中途採用で生じるミスマッチにどう対処するか?
福祉・介護・保育・医療分野は中途採用者が多い業界です。
同業他社で一定の業界経験のある職員を雇用したものの、採用面接で聞いていた内容と実力が異なる場合や、同僚に対する言動も常識の範囲を超えている場合もあります。
このような場合、「解雇」はできるのでしょうか、、というご相談を受けます。
実際的には、試用期間を設け、試用期間中に労働能力を見極める方法を採用されている事業所様が多いかと思います。試用期間も短すぎては中途採用者の人となりが見えないまま経過してしまう可能性もあります。逆に、意味もなく長すぎると公序良俗違反とされた事案もあります。個人的には入社後、6ヶ月程度が妥当だと思います。
また、試用期間と比べて、試用期間終了後(本採用後)は解雇の有効性についての判断が厳格になります。(解約権留保付労働契約)試用期間中に起こる上記のような言動や態度を、本採用拒否(解雇)事由として就業規則に列挙し、事案が起こった場合は就業規則に基づき注意・指導・懲戒等適切に対応していくことになります。場合によっては、本採用拒否事由に該当したことにより本採用拒否の措置をとることもあります。
本採用拒否については、就業規則に明記した事由に該当したことに加え、合理的かつ相当な理由が必要となります。
中途採用者(特に相当の役職と給料で雇用した場合)を本採用拒否をする際、期待した労働能力と現実とのギャップを分析し、合理的かつ相当な理由があった旨を第三者に証明できるようにしなければなりません。
しかし、事業所が期待する労働能力は事業所ごとに異なり、労働能力と現実のギャップを第三者に証明していくのは非常に困難となります。
そこで、労働能力と現実のギャップについて日々記録に残し証明していくよりも、労働能力が欠如してしまう根本的な問題とされる中途採用者の言動や態度などを記録に残していき、第三者に証明していく方法をとります。

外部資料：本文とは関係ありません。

PR #775, opened 2022-10-05
Fix layout shift in gallery thumbnails

### LINKED ISSUE #762: Product Page: Images causing layout shift
Try loading https://react-commerce.vercel.app/Products/pro-tech-toolkit with your connection throttled down. 

(Capture from Chrome on Windows)

https://user-images.githubusercontent.com/72166715/193631624-35318c57-1dbf-495c-a3ae-a48859dd0129.mp4

federicobadini:
closes #762 

The problem seems to be due to the fact that before js kicks in, thumbnails are rendered with a width equal to 100% of the column width. I've inserted some css to resize images to the same scale that will be enforced as soon as js kicks in.

### QA

1. Visit Vercel preview
2. No thumbnail induced shift should be visible

### DIFF
--- a/frontend/templates/product/sections/ProductSection/ProductGallery.tsx
+++ b/frontend/templates/product/sections/ProductSection/ProductGallery.tsx
@@ -139,6 +139,7 @@ export function ProductGallery({
                         key={variantImage.id}
                         style={{
                            maxWidth: 'calc((100% - 60px) / 6)',
+                           marginRight: '12px',
                         }}
                      >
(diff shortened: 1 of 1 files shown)


jordycosta:
QA 🟢 

No longer seeing a thumbnail induced shift on page reload 👍 

---

### Demo (before/after)

firefox_fr3Q1g2RdQ

masonmcelvain (approved):
CR ✌🏻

例えば、常に高圧的な態度をとっていること、同僚とのコミュニケーションを全くとらないこと、会社の方針、指示に従うよう促すも、その意思がないこと等、労働能力を発揮するための下地がどれだけ欠如していたのかを客観的に証明していくことになります。
最近、サービスの基幹的存在となる、生活相談員、保育士、児童発達支援管理責任者、サービス管理責任者の中途採用を希望される事業所様が増えています。
これを機に、中途採用者の採用後の就業規則の規定や労務管理方法をご確認いただけたらと思います。